• TASK TO CARRY OUT
Every line from the one containing "azuredatastudio-ci" through the end of the data is to be copied exactly, and nothing outside that range.

• PROVIDED RECORDS
PR #5558, opened 2020-08-13
Update Atom designs

palob:
atom-nightly
atom-nightly-ci
atom-nightly-sq


maxtron95:
@palob Should we redo the colors of the other 2 atom icons as well?

palob:
Were the colours changed upstream?
If so we should redo the symbol alongside, it isn't executed very well.

maxtron95:
@palob The Atom icons were always those colors but the color in Numix's Atom icons is white and the stable Atom icon is purple for some reason.

Atom -


Atom Beta -


Atom Dev (We should add an icon called "atom-dev") - 


Atom Nightly -

maxtron95:
@palob Should we modify the colors of the other atom icons?

palob:
Yep, I'd say so.

Foggalong (changes requested):
Agreed, let's take the opportunity to recolour them all! You up for doing that @palob? No worries if not, I'd be fine to handle it :slightly_smiling_face:

palob:
Generally speaking yes, might take some time until I can get to this as this is something I envision to take extra time.

PR #5559, opened 2020-08-14
Icons for DownZemAll

maxtron95:
https://github.com/setvisible/DownZemAll

downzemall

downzemall-ci
downzemall-sq


palob (changes requested):
This needs some fiddling with the nodes for alignment and smothness.
Did something but not finished yet

arrows

The 2 arrow parts should contrast more strongly and the upper one should cast a shadow on the lower one.

palob (changes requested):
Thank you. The hole in the middle could be a bit bigger as well as clearance between tip and tail.

Could you please increase the contrast between tip and tail. Maybe there's a good combination in the original icon.

PR #5560, opened 2020-08-14
Logo for AcademiX GNU/Linux

maxtron95:
https://academixproject.com/en/home/

dist-academix-ci
dist-academix-sq


palob (commented):
Could we please try a much lighter baseplate for comparison?

Foggalong (changes requested):
No on green, think this is gonna have to be white or dark/navy blue to avoid any colour clashes

PR #5561, opened 2020-08-14
Logo for ALT Linux

maxtron95:
https://en.altlinux.org/Main_Page

dist-alt-ci
dist-alt-sq


palob (changes requested):
This is lovely but could we get the baby penguin a bit more rounded such that it looks more akin to its parents? Maybe a change as little as this will do it.
rounded

palob:
Circle symbol should go 1px left and up.

palob (approved):

PR #5562, opened 2020-08-14
Logo for ArchLabs

maxtron95:
https://archlabslinux.com/

alt text

dist-archlabs-ci
dist-archlabs-sq


palob (changes requested):
There's a few alignment issues with the flame, the stroke around it should be (roughly) 1px wide.

palob (approved):
Will merge this right away, didn't find a way to both improve alignment and keep proportional characteristics.

PR #5565, opened 2020-08-18
Dedicated icons for 1Password

maxtron95:
For #5379 

https://discussions.agilebits.com/discussion/114964/1password-for-linux-development-preview

1password-ci
1password-sq


Foggalong (changes requested):
I've come back to this one a couple of times and it still looks weird to me. Can we get it slightly smaller and on a 30px white circle a la the original so that it's more clear it's a key hole?

palob:
In addition the corners should probably be rounded like in the original.

mrmeszaros:
Hey, I did rework this slightly - what do You think?

Original | Cirlce | Square
-- | -- | --
1password original 192 | 1password circle 192 | 1password square 192

Though I am not totally sure about the drop shadow - maybe it should "indent" like it's a hole?

palob:
I'd say "indent" shadow on the keyhole and standard drop shadow for the white circle.

PR #5567, opened 2020-08-21
Icons for Azure Data Studio

maxtron95:
https://docs.microsoft.com/en-us/sql/azure-data-studio

azuredatastudio-ci
azuredatastudio-sq


palob (changes requested):
Could you please try a different baseplate colour which contrasts better to the cog?
Maybe light blue, light green, cyan?

palob:
Also wondering how a shadow for the wavelet would look like.

Foggalong (changes requested):
Rather than the baseplate, make the cog mid-light grey, it'll keep the nice contrasts elsewhere. I thiiink the wavelet shadow might be a bit much though

PR #5568, opened 2020-08-21
Icons for ILSpy 

maxtron95:
https://github.com/icsharpcode/AvaloniaILSpy

ilspy-ci
ilspy-sq


palob (changes requested):
very minor itch: The highlight on the magnifying glass should be a quarter circle for optimal alignment.

PR #5574, opened 2020-08-25
Icons for Barotrauma

maxtron95:
https://store.steampowered.com/app/602960

barotrauma-ci
barotrauma-sq


palob (changes requested):
There should be a shadow on the path beneath the boat.
Could you please make the tail fin a bit smaller and smoothen the boat front a bit?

• RESPONSE TO THE EXERCISE
azuredatastudio-ci
azuredatastudio-sq


palob (changes requested):
Could you please try a different baseplate colour which contrasts better to the cog?
Maybe light blue, light green, cyan?

palob:
Also wondering how a shadow for the wavelet would look like.

Foggalong (changes requested):
Rather than the baseplate, make the cog mid-light grey, it'll keep the nice contrasts elsewhere. I thiiink the wavelet shadow might be a bit much though

PR #5568, opened 2020-08-21
Icons for ILSpy 

maxtron95:
https://github.com/icsharpcode/AvaloniaILSpy

ilspy-ci
ilspy-sq


palob (changes requested):
very minor itch: The highlight on the magnifying glass should be a quarter circle for optimal alignment.

PR #5574, opened 2020-08-25
Icons for Barotrauma

maxtron95:
https://store.steampowered.com/app/602960

barotrauma-ci
barotrauma-sq


palob (changes requested):
There should be a shadow on the path beneath the boat.
Could you please make the tail fin a bit smaller and smoothen the boat front a bit?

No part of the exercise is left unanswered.